SKU: JAUBLO Categories: , ,


The Blossom is a simple, and easy to use, optical compressor based on the green channel of the Bloom (country mode) and features the exact same compression circuitry. It features an optical limiting circuit that takes its inspiration from compressors designed during the golden age of vacuum tube circuits. Optical compressors as they are called, are known for their transparency and subtlety. While the Blossom can provide a very aggressive response at more extreme compression settings, its real strength lies in its ability to add a gentle sweetening and roundness to the tone as the optical circuit works to polish off any rough edges in the sound. The frequency response of the compressor section is flat as a board and does not boost or cut any of your highs or lows. The Blossom can safely run from 9V-18V DC (center negative). Running it at 18V will give increased headroom and dynamic response. Do NOT exceed 18V! Controls – Volume This control acts as a master volume. Changes to the Comp and Mix knob will typically necessitate a change to the Volume control to keep the overall level the same. – EQ Known as a tilt” EQ, when set at the center position the tone of the Blossom is totally flat. Rotated clockwise, the treble frequencies are increased and the bass frequencies are decreased. Conversely, when rotated counter-clockwise the treble frequencies are decreased and the bass frequencies are increased.
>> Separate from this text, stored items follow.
PR #1507, opened 2025-04-04
Support TLS for metrics endpoint

harsh-ps-2003:
Based on the [RFC](https://docs.google.com/document/d/19vMr22inhLAPjWcVJkZWiG_GY6ZG3PLxG9QqAmIlnIc/edit?usp=sharing) :

Adds support for mTLS via HBONE tunnelling along with already existing HTTP metrics endpoint via leveraging k8s network policy for enforcement.


src/proxy/inbound.rs
```diff
@@ -525,6 +530,28 @@ impl Inbound {
...
+                    "ztunnel".to_string(),
+                    hbone_addr.port(),
+                )),
+            };
+            
+            let target = SocketAddr::new(target_ip, metrics_port);
+            tracing::debug!("ztunnel metrics request forwarded to {}", target);
+            return Ok((target, None, Vec::new()));
+        }
+
```
ilrudie, line 554: Can likely remove, see comment on test asserting this behavior.

src/identity/manager.rs
```diff
@@ -125,6 +126,77 @@ impl Identity {
             Identity::Spiffe { trust_domain, .. } => trust_domain.clone(),
         }
     }
+
+    /// Creates a new proxy Identity using the Kubernetes Downward API environment variables.
+    pub fn from_downward_api() -> Result<Self, Error> {
+        let trust_domain = std::env::var("TRUST_DOMAIN")
+            .or_else(|_| std::env::var("CLUSTER_DOMAIN"))
+            .unwrap_or_else(|_| "cluster.local".to_string());
```
ilrudie, line 134: We should probably take a TODO here to figure out if we should have a hard coded default like this. It seems like probably not.

src/identity/manager.rs
```diff
@@ -125,6 +126,77 @@ impl Identity {
             Identity::Spiffe { trust_domain, .. } => trust_domain.clone(),
         }
     }
+
+    /// Creates a new proxy Identity using the Kubernetes Downward API environment variables.
+    pub fn from_downward_api() -> Result<Self, Error> {
+        let trust_domain = std::env::var("TRUST_DOMAIN")
```
howardjohn, line 132: Nit: this is not really the 'downward API' since its just a hardcoded env var someone will set.

src/identity.rs
```diff
@@ -34,6 +34,23 @@ pub mod mock {
     };
 }
 
+/// Gets the Identity for ztunnel itself using the Downward API
+pub fn get_ztunnel_identity() -> Result<Identity, Error> {
```
howardjohn, line 38: rather than read this each time we want to fetch it, we should just put it in config.rs and read once at startup. Then invalid config will fail fast instead of later at runtime.

src/proxy/inbound.rs
```diff
@@ -525,6 +530,28 @@ impl Inbound {
     ) -> Result<(SocketAddr, Option<TunnelRequest>, Vec<Arc<Service>>), Error> {
         // We always target the local workload IP as the destination. But we need to determine the port to send to.
         let target_ip = conn.dst.ip();
+        
+        // When ztunnel is serving its own metrics over mTLS - the target is the ztunnel itself
+        if local_workload.name.starts_with("ztunnel") {
```
howardjohn, line 535: This is not going to be safe or reliable mechanism to detect "ourselves".

src/proxy/inbound.rs
```diff
@@ -525,6 +530,28 @@ impl Inbound {
...
+            let metrics_port = match hbone_addr {
+                HboneAddress::SocketAddr(addr) if matches!(cfg.stats_addr, ConfigAddress::SocketAddr(s) if addr.port() == s.port())
+                    || matches!(cfg.stats_addr, ConfigAddress::Localhost(_, p) if addr.port() == p) => {
+                    match cfg.stats_addr {
+                        ConfigAddress::Localhost(_, port) => port,
```
howardjohn, line 540: We should not support sending to localhost. If they set stats address to localhosty, that means they don't want it accessible externally. We should not bypass that. 

Also, it makes this much simpler since we can just remove this code

src/identity/manager.rs
harsh-ps-2003: `cluster.local` is the default domain name used for internal DNS resolution within a Kubernetes cluster, that's why I thought of using it as default value. Referred - https://komodor.com/learn/kubernetes-dns-a-beginners-guide/

src/app.rs
```diff
@@ -128,7 +128,7 @@ pub async fn build_with_cert(
         config.clone(),
         state.clone(),
         cert_manager.clone(),
-        proxy_metrics,
+        proxy_metrics.clone(),
```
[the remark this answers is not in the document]
harsh-ps-2003: Oh yeah, it's already reference counted! Nit from my side, sorry.

src/identity/manager.rs
howardjohn: trust domain and cluster domain are not correlated in any way other than having the same default value. We should probably default to cluster.local since we do it all over in istio, but we should not read `CLUSTER_DOMAIN`

src/identity/manager.rs
harsh-ps-2003: A bit confused here. 

Referring this - https://kubernetes.io/docs/tasks/inject-data-application/environment-variable-expose-pod-information/

Dont we simply use the env variables to get the values from pod metadata during runtime, they are populated by Kubernetes' Downward API mechanism?

When we specify in pod manifest :

```
env:
  - name: POD_NAMESPACE
    valueFrom:
      fieldRef:
        fieldPath: metadata.namespace
  - name: POD_NAME
    valueFrom:
      fieldRef:
        fieldPath: metadata.name
  - name: SERVICE_ACCOUNT
    valueFrom:
      fieldRef:
        fieldPath: spec.serviceAccountName
```

the function consumes the values populated by Downward API. Isnt this downward API :(

ilrudie: Downward API isn't the same as any environment variable. TRUST_DOMAIN is a normal variable you just set and read. Could probably just be `from_env` or something like that. IDK

harsh-ps-2003: Yes, TRUST_DOMAIN is a regular config env var that can be set directly. 
But POD_NAMESPACE, SERVICE_ACCOUNT, and POD_NAME would normally come from Kubernetes Downward API in a real pod.

src/config.rs
```diff
@@ -293,6 +293,10 @@ pub struct Config {
 
     // If true, when AppTunnel is set for
     pub localhost_app_tunnel: bool,
+
+    pub ztunnel_identity: identity::Identity,
+
+    pub ztunnel_workload: state::WorkloadInfo,
```
ilrudie, line 299: These should probably be options. If someone doesn't set the variables ztunnel shouldn't fail, it just won't be able to start its own inbound listener and proxy to itself.

src/proxy/inbound.rs
```diff
@@ -514,9 +516,12 @@ impl Inbound {
...
-    /// find_inbound_upstream determines the next hop for an inbound request.
-    #[expect(clippy::type_complexity)]
-    fn find_inbound_upstream(
+    /// Resolves the target address for an inbound request.
+    /// This handles both regular workload traffic and ztunnel's own services.
+    /// 
+    /// When ztunnel is the target workload (identified by workload name starting with "ztunnel"),
+    /// this function will handle routing to local services like metrics or metadata endpoints.
+    pub(super) fn resolve_inbound_target(
         cfg: &Config,
```
ilrudie, line 525: All the other changes were backed out, we should probably also go ahead and back out the rename and these comments which no longer apply.

src/config.rs
howardjohn: or at the very least, it should be optional in Dedicated mode, which would never do this and should not be required to set the env vars (they typically are run outside of k8s in this mode)

src/config.rs
```diff
@@ -1048,6 +1101,50 @@ pub mod tests {
         validate_metadata_vector(&cfg.ca_headers, expected_ca_headers.clone());
     }
 
+    #[test]
+    fn test_ztunnel_identity_workload() {
```
ilrudie, line 1105: https://docs.rs/envtestkit/latest/envtestkit/, wonder if we should use something like this for the testing 🤔

howardjohn: its basically broken to set env vars in tests. unless you use the same library in ALL tests (so they share a global mutex to serialize tests) which sucks.

howardjohn: Better to structure in a way such that you do not depend on the env var.

ToxiWatch:
Hi @howardjohn, we're researchers from Stockholm University.

Your recent [comment](https://github.com/istio/ztunnel/pull/1507#discussion_r2035910381) was flagged by [Detoxify](https://github.com/unitaryai/detoxify) (an automated tool) as potentially toxic.

> its basically broken to set env vars in tests. unless you use the same library in all tests (so...

While detection isn't perfect, [research](https://ieeexplore.ieee.org/document/9397528) shows toxic interactions on GitHub can discourage developers, leading to stress and burnout. If you'd like, here are a few ways to improve clarity or tone:
- Rephrase with a more constructive style
- Add context or soften strong language
- Try tools like ChatGPT for a neutral rewrite

You can share feedback in our [1-minute survey](http://otree-extra-url-d0bb646a8437.herokuapp.com/?hash_id=20d546f8a0bfd0681cdba0417eaf5ea9197633c4d113cc48bcdf36d06764b9af) (opt-out available at the end).

Thanks for helping make open source a more welcoming place — click our profile to learn more about us!

React to this comment to let us know you saw it!

src/app.rs
```diff
@@ -128,14 +129,56 @@ pub async fn build_with_cert(
...
         drain_rx.clone(),
     )
     .map_err(|e| anyhow::anyhow!("failed to start proxy factory {:?}", e))?;
 
     if config.proxy_mode == config::ProxyMode::Shared {
         tracing::info!("shared proxy mode - in-pod mode enabled");
+        
+        // Create ztunnel inbound listener only if both identity and workload info are set up
+        if let (Some(ztunnel_identity), Some(ztunnel_workload)) = (&config.ztunnel_identity, &config.ztunnel_workload) {
+            if ztunnel_workload.service_account == "ztunnel" {
```
ilrudie, line 143: probably don't need this check

src/proxy/inbound.rs
```diff
@@ -536,15 +537,33 @@ impl Inbound {
...
+                    } else {
+                        IpAddr::V6(Ipv6Addr::LOCALHOST)
+                    };
+                    let target = SocketAddr::new(loopback_ip, 15020);
+                    debug!(%target, "Redirecting ztunnel metrics request to loopback");
+                    return Ok((target, None, vec![]));
+                }
+            }
+        }
+
```
ilrudie, line 563: We shouldn't require a special case to handle this traffic

src/config.rs
ilrudie: Not sure how to restructure a test which boils down to "we correctly read env vars". Maybe we just remove this test and the functionality will be stressed at a higher level

howardjohn (commented):
Nice work! looks pretty good, just a few small comments. An e2e test under `tests/` would be great as well

src/proxy/inbound.rs
```diff
@@ -536,15 +537,33 @@ impl Inbound {
...
-    fn find_inbound_upstream(
+    pub(super) fn find_inbound_upstream(
         cfg: &Config,
         state: &DemandProxyState,
         conn: &Connection,
         local_workload: &Workload,
         hbone_addr: &HboneAddress,
     ) -> Result<(SocketAddr, Option<TunnelRequest>, Vec<Arc<Service>>), Error> {
+        // Special case for ztunnel metrics endpoint
+        if local_workload.service_account == "ztunnel" {
```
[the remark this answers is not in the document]
harsh-ps-2003: When the special case is removed, I see no access log entry for the Prometheus -> ztunnel metrics connection, indicating the TCP connection attempt likely failed at the network level before the HBONE proxy logic could even log the attempt. You are right, I shouldn't use loopback.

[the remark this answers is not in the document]
ilrudie: Without special casing he's seeing a timeout from `freebind_connect`. In his testing he found this worked so pushed while it was working.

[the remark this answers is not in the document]
howardjohn: Ah the freebind requires iptables. We should just disable it for this flow specifically

tests/namespaced.rs
```diff
@@ -1389,6 +1393,86 @@ mod namespaced {
...
+        let dst_addr = format!("{zt_ip}:15020");
+        let want = HashMap::from([
+            ("scope", "access"),
+            ("src.workload", "prometheus"),
+            ("dst.workload", "ztunnel-node"), // Actual workload name from logs
+            // ("dst.hbone_addr", ...), // Not present in logs 
+            ("dst.addr", &dst_addr),
+            ("bytes_sent", &sent),
+            // ("bytes_recv", &recv), // Removed due to variability
+            ("direction", "outbound"),
```
ilrudie, line 1465: We should validate the inbound direction. Inbound is the new bit here.

tests/namespaced.rs
```diff
@@ -1389,6 +1393,86 @@ mod namespaced {
...
+        run_hbone_metrics_scrape_client(prometheus, manager.resolver(), &target).await?;
+
+        // BYTES_RECV = bytes sent by client = size of GET request (observed as 41 with hyper client)
+        // BYTES_SENT = bytes received by client = size of metrics response (variable, so I removed assertion)
+        const EXPECTED_METRICS_REQ_SIZE: u64 = 41; // Update expected size based on observation
+        let metrics = [
+            (CONNECTIONS_OPENED, 1),
+            (CONNECTIONS_CLOSED, 1),
+            (BYTES_RECV, EXPECTED_METRICS_REQ_SIZE), 
+            // (BYTES_SENT, ???),
```
ilrudie, line 1449: Seems ok to leave it out for test reliability. The client does validation of the contents. It can do more if we deem the existing state insufficient.

tests/namespaced.rs
```diff
@@ -1740,12 +1872,13 @@ mod namespaced {
...
     }
 
-    async fn hbone_read_write_stream(stream: &mut TcpStream) {
+    async fn hbone_read_write_stream(stream: &mut TcpStream) -> anyhow::Result<()> {
         const BODY: &[u8] = b"hello world";
-        stream.write_all(BODY).await.unwrap();
+        stream.write_all(BODY).await?;
         let mut buf = [0; BODY.len() + WAYPOINT_MESSAGE.len()];
-        stream.read_exact(&mut buf).await.unwrap();
+        stream.read_exact(&mut buf).await?;
```
ilrudie, line 1879: why? We want these to panic on errors so we assure tests fail if the r/w fail. Arguably updating to an expect could be helpful for locating where a test failure occurred.

tests/namespaced.rs
```diff
@@ -1389,6 +1393,86 @@ mod namespaced {
...
+            ("dst.workload", "ztunnel-node"), // Actual workload name from logs
+            // ("dst.hbone_addr", ...), // Not present in logs 
+            ("dst.addr", &dst_addr),
+            ("bytes_sent", &sent),
+            // ("bytes_recv", &recv), // Removed due to variability
+            ("direction", "outbound"),
+            ("message", "connection complete"),
+            // Identities are not logged for direct metrics scrape connection
+            // ("src.identity", ...),
+            // ("dst.identity", ...),
```
ilrudie, line 1469: This is the HBONE test. Identities should be logged.

tests/namespaced.rs
```diff
@@ -1423,66 +1423,145 @@ mod namespaced {
...
-        // Ztunnel will intercept and handle the connection via HBONE
-        let target_addr = SocketAddr::new(server_ip, SERVER_PORT);
-        info!(target=%target_addr, "Client attempting connection");
-        run_tcp_client(client, manager.resolver(), &target_addr.to_string())?;
-        info!(target=%target_addr, "Client connection complete");
+        let zt_identity_str = zt.ztunnel_identity.as_ref().unwrap().to_string();
+        let cert_manager_clone = zt.cert_manager.clone();
+        let zt_identity_clone = zt.ztunnel_identity.as_ref().expect("Ztunnel identity missing").clone();
+
+        // Client connects to ztunnel's HBONE port (15008), sends CONNECT to metrics port, then GET /metrics
```
ilrudie, line 1445: The client doesn't speak HBONE so it should not connect directly to 15008. It's trying to reach metrics on 15020 (or where ever we setup the metrics listener) but ztunnel gets that connection and tunnels it over HBONE (in this case from outbound on the client side to its own inbound hbone listener).

src/config.rs
ilrudie: @harsh-ps-2003 , we should probably clean this up. We don't want to be setting env vars in tests but now there logic uses battle tested parse rather than a custom env var reading anyway.

src/identity.rs
```diff
@@ -54,6 +54,8 @@ pub enum Error {
     Forgotten,
     #[error("BUG: identity requested {0}, but only allowed {1:?}")]
     BugInvalidIdentityRequest(Identity, Arc<WorkloadInfo>),
+    #[error("No ztunnel identity configured")]
+    NoIdentity,
```
ilrudie, line 58: I think this is no longer used now that we don't error out if we can start the zt inbound

src/proxy.rs
```diff
@@ -259,6 +260,8 @@ pub(super) struct ProxyInputs {
     socket_factory: Arc<dyn SocketFactory + Send + Sync>,
     local_workload_information: Arc<LocalWorkloadInformation>,
     resolver: Option<Arc<dyn Resolver + Send + Sync>>,
+    // If true, inbound connections created with these inputs will not attempt to preserve the original source IP.
+    pub disable_inbound_freebind: bool,
```
stevenctl, line 264: Is this used? I don't see anywhere besides `outbound.rs` which has it `false`.

src/proxy/inbound.rs
```diff
@@ -244,10 +245,12 @@ impl Inbound {
                     SocketAddr::new(loopback, ri.upstream_addr.port()),
                 )
             } else {
-                (
-                    enable_original_source.then_some(ri.rbac_ctx.conn.src.ip()),
-                    ri.upstream_addr,
-                )
+                let upstream_src_ip = if pi.disable_inbound_freebind {
```
stevenctl, line 248: If we don't need this logic we should delete it. Also a comment somewhere should explain _why_ we want to opt-out of original src for the new usecase

src/proxy/inbound.rs
```diff
@@ -1018,7 +1023,7 @@ mod tests {
             };
             Some(GatewayAddress {
                 destination: Destination::Address(NetworkAddress {
-                    network: strng::EMPTY,
+                    network: strng::new(""),
```
stevenctl, line 1026: Also confused why this change is needed

src/proxyfactory.rs
```diff
@@ -130,13 +129,57 @@ impl ProxyFactory {
...
+                false,
             );
             result.connection_manager = Some(cm);
             result.proxy = Some(Proxy::from_inputs(pi, drain).await?);
         }
 
         Ok(result)
     }
+
+    pub async fn create_ztunnel_inbound_listener(
```
stevenctl, line 141: Can we add a comment here explaining that this is a listener that proxies traffic for the ztunnels own servers and not things that the ztunnel is proxying on behalf of? The "ztunnel inbound listener" seems a little overloaded/non-specific. Same with the logs. Maybe something like `ztunnel management listener` or something

src/test_helpers/linux.rs
```diff
@@ -124,38 +124,90 @@ impl WorkloadManager {
...
+        let proxy_mode = match current_mode {
+            Shared => ProxyMode::Shared,
+            Dedicated => ProxyMode::Dedicated,
         };
         let (mut tx_cfg, rx_cfg) = mpsc_ack(1);
         tx_cfg.send(initial_config).await?;
         let local_xds_config = Some(ConfigSource::Dynamic(Arc::new(Mutex::new(rx_cfg))));
+
+        // These are ONLY populated for Shared mode runtime config
+        let (ztunnel_identity_config, ztunnel_workload_config) = match proxy_mode {
```
stevenctl, line 182: nit: can we dedupe this with the above?

stevenctl (commented):
Mostly LGTM just left some nits

src/proxy/inbound.rs
ilrudie: Our CNI plugin configures captured pods so that ztunnel may freebind in their netns. It doesn't configure capture for the ztunnel pods though. For ztunnel itself, freebinds are blocked blocked by the kernel. The connection just times out if we try to freebind_connect to ourself.

src/app.rs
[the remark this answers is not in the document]
stevenctl: looks like this still needs to be cleaned up

src/proxy/inbound.rs
```diff
@@ -466,7 +475,7 @@ impl Inbound {
             return Ok(());
         };
         if conn.dst.ip() == hbone_addr.ip() {
-            // Normal case: both are aligned. This is allowed (we really only need the HBONE address for the port.)
+            // Normal case: both are aligned. This is allowed
```
stevenctl, line 478:
```suggestion
            // Normal case: both are aligned. This is allowed (we really only need the HBONE address for the port.)
```

src/test_helpers/linux.rs
```diff
@@ -512,16 +582,18 @@ impl<'a> TestWorkloadBuilder<'a> {
...
         let node = self.w.workload.node.clone();
-        let network_namespace = if self.manager.mode == Dedicated && zt.is_some() {
-            // This is a bit of hack. For dedicated mode, we run the app and ztunnel in the same namespace
-            // We probably should express this more natively in the framework, but for now we just detect it
-            // and re-use the namespace.
-            tracing::info!("node already has ztunnel and dedicate mode, sharing");
-            zt.as_ref().unwrap().namespace.clone()
-        } else {
-            self.manager
+        let network_namespace = match (self.manager.mode, zt.is_some()) {
```
stevenctl, line 585: i'm not sure changing this to a match is necessary or makes the code clearer

stevenctl (commented):
LGTM, just some very small ones left

src/test_helpers/linux.rs
harsh-ps-2003: A match is just more idiomatic Rust.

stevenctl (approved):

This type of EQ is very effective when trying to adjust your tone to “fit in the mix”, as when adjusting the EQ to a brighter setting, not only will your guitars tone stick out more in the mix, but your low end will trim up and add clarity to your tone. – Comp Turn clockwise for more compression. Balance this with the Mix and volume controls. – Mix Allows you to blend in your clean uncompressed signal with the compressed signal. Try running your Comp knob full up and use the Mix control to adjust the intensity of the compression. Doing this will allow the attack of your note to feel normal while adding sustain to the back end of the note.”